1. High-Performance Ingress for Azure Kubernetes AI Workloads


    When setting up a high-performance ingress for AI workloads in Azure Kubernetes Service (AKS), you'll want to ensure there's a combination of powerful networking capabilities and proper autoscaling for your workload demands. AKS is a managed container orchestration service provided by Azure, which simplifies the deployment, management, and operations of Kubernetes.

    The resources we'll define in our Pulumi program include:

    1. Azure Kubernetes Service (AKS): This will be our Kubernetes cluster where we can deploy our AI workloads. It provides a managed Kubernetes service where you can deploy your containers without managing the underlying Kubernetes infrastructure.

    2. Application Gateway Ingress Controller (AGIC): For handling ingress, we can use Azure's Application Gateway as an Ingress Controller, which allows us to utilize Azure's native managed application delivery controller that offers various Layer 7 load balancing capabilities.

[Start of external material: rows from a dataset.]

PR #10559, opened 2019-04-02
fix(light cull): poll light cull instead of timer

niklasad1:
* Adds light transactions queue `cull polling` on every call on `eth_getTransactiobByHash` request
* Removes `cull service` which used a hardcoded timer every 10th minute


rpc/src/v1/helpers/light_fetch.rs
```diff
@@ -523,6 +523,45 @@ where
 		}))
 	}
 
+	pub fn light_cull(&self, txq: Arc<RwLock<TransactionQueue>>) -> impl Future <Item = (), Error = Error> + Send {
+		let senders = txq.read().queued_senders();
+		if senders.is_empty() {
+			return Either::B(future::err(errors::no_light_transactions()));
```
niklasad1: This is very unlikely to happen but it could happen if there is a race with calls to `eth_getTransactionByHash` i.e, a `cull` finished just between the transaction_by_hash and light_cull.

Then don't do a needless network request

rpc/src/v1/impls/light/eth.rs
```diff
@@ -420,15 +420,24 @@ where
...
+		let in_txqueue = self.transaction_queue.read().get(&hash).is_some();
+
+		// The transaction is in the `local txqueue`
+		// Check if the nonce on the accounts are still fresh and return result from
+		// the `local txqueue` if it is still fresh.
+		// Otherwise make a network request to fetch the transaction from the network
+		if in_txqueue {
+			// Note, this will block (relies on HTTP timeout) to make sure `cull` will finish to avoid having to call
+			// `eth_getTransactionByHash` more than once to ensure the `txqueue` is up to `date` when it is called
+			if let Err(e) = self.fetcher().light_cull(self.transaction_queue.clone()).wait() {
```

    3. Virtual Network (VNet) and Subnets: We will create a virtual network and dedicated subnets for our AKS cluster. This setup allows us to connect Kubernetes services securely with other parts of our Azure infrastructure.

    4. Scaling Settings: We need to ensure we configure the auto-scaler settings properly for handling AI workloads efficiently. AI workloads can be demanding, so a proper scaling strategy is required to handle the load while optimizing cost.

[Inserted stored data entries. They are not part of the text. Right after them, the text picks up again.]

PR #10562, opened 2019-04-02
Update Issue Template to direct security issue to email

kirushik:


.github/ISSUE_TEMPLATE.md
```diff
@@ -1,10 +1,12 @@
 _Before filing a new issue, please **provide the following information**._
 
+_If you think that your issue is an exploitable security vulnerability, please mail your bugreport to security@parity.io instead._
```
soc1c: maybe link `SECURITY.md`?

    5. Node Pool: The AKS cluster will be configured with a node pool suitable for AI workloads. Depending on your specific needs, the node pool can be tailored with respect to the size and type of VMs.

    Below is a Python program written in Pulumi that sets up an Azure Kubernetes Service (AKS) with the necessary components for a performant ingress setup.

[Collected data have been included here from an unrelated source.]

PR #10566, opened 2019-04-04
Stop breaking out of loop if a non-canonical hash is found

HCastano:
Currently investigating #10085 with the help of @tomusdrw. We have a couple theories floating around, but we aren't sure how to reproduce them on our own.

We've narrowed down the cause to one of three function calls within `Blockchain::epoch_transition_for`. This PR handles the `None` case of what we think is the most suspect function call better, as well as adds some additional logging so we can track where we are the loop.

### DIFF
--- a/ethcore/blockchain/src/blockchain.rs
+++ b/ethcore/blockchain/src/blockchain.rs
@@ -970,6 +970,7 @@ impl BlockChain {
 	/// Iterate over all epoch transitions.
 	/// This will only return transitions within the canonical chain.
 	pub fn epoch_transitions(&self) -> EpochTransitionIter {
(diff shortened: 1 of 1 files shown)


HCastano:
I don't think we need _all_ the logging added here, but I think some additions in this area of the code wouldn't hurt (especially if they're at the `trace` level).

dvdplm:
@HCastano @soc1c What is the plan for this PR? To merge it or is it used for debugging only? If the latter, perhaps we can close it and leave the branch for those who need it?

HCastano:
@dvdplm Hey, sorry for the late reply, I haven't been checking Github all that often recently. It's basically just for debugging. It didn't end up solving the issue, but did provide some extra logs to look at. I think its fine if we close it without deleting it.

    import pulumi import pulumi_azure_native as azure_native from pulumi_azure_native import resources, containerservice from pulumi_azure_native.network import VirtualNetwork, Subnet # Create an Azure Resource Group resource_group = resources.ResourceGroup('ai_workload_rg') # Create an Azure Virtual Network and a Subnet for AKS vnet = VirtualNetwork( 'ai_vnet', resource_group_name=resource_group.name, address_space=azure_native.network.AddressSpaceArgs( address_prefixes=[''], ), location=resource_group.location ) subnet = Subnet( 'ai_subnet', resource_group_name=resource_group.name, address_prefix='', virtual_network_name=vnet.name, service_endpoints=['Microsoft.ContainerRegistry'], ) # Create an AKS cluster aks_cluster = containerservice.ManagedCluster( 'ai_aks_cluster', resource_group_name=resource_group.name, location=resource_group.location, agent_pool_profiles=[{ 'name': 'aiagentpool', 'count': 3, 'vm_size': 'Standard_DS3_v2', 'os_type': 'Linux', 'type': 'VirtualMachineScaleSets', 'mode': 'System', 'vnet_subnet_id': subnet.id, }], dns_prefix='aiworkload', enable_rbac=True, kubernetes_version='1.19.6', network_profile=containerservice.ContainerServiceNetworkProfileArgs( network_plugin='azure', service_cidr='', dns_service_ip='', docker_bridge_cidr='', load_balancer_sku='Standard', ), ) # Expose the Kubernetes cluster name and the kubeconfig pulumi.export('kubeconfig', aks_cluster.kube_config_raw) pulumi.export('cluster_name', aks_cluster.name)


    • We start by creating an Azure resource group. This is a logical container for Azure resources and will hold our AKS and related network resources.
    • We create a virtual network and define an address space for it. Inside this virtual network, we create a subnet dedicated to the AKS nodes.
    • The ManagedCluster resource is the key component of our program. It creates the AKS cluster within the specified resource group and location. We specify an agent pool profile that defines the size and count of nodes in the default pool, with a VM size that supports AI workloads (you can adjust this according to your specific workload requirements).
    • The network profile contains the settings for the AKS networking, specifying the use of Azure CNI plugin which allows the AKS cluster to communicate with the Virtual Network natively.
    • Finally, we export the raw Kubernetes configuration (kube_config_raw) to allow the user to interact with the AKS cluster using kubectl.

    Please note that you need to adjust the VM sizes, the node count, and the Kubernetes version to fit your specific scenario.

    Now, if you want to use the Application Gateway as an Ingress Controller (AGIC), you would integrate it into this setup. As AGIC specifics can considerably vary based on your architecture, please refer to the official Azure documentation for the most up-to-date guidance.

    The Pulumi program can be extended to create the Application Gateway and configure it as an ingress controller for your AKS cluster. You must ensure you have the correct permissions and prerequisites set up in your Azure environment to create and manage these resources through Pulumi.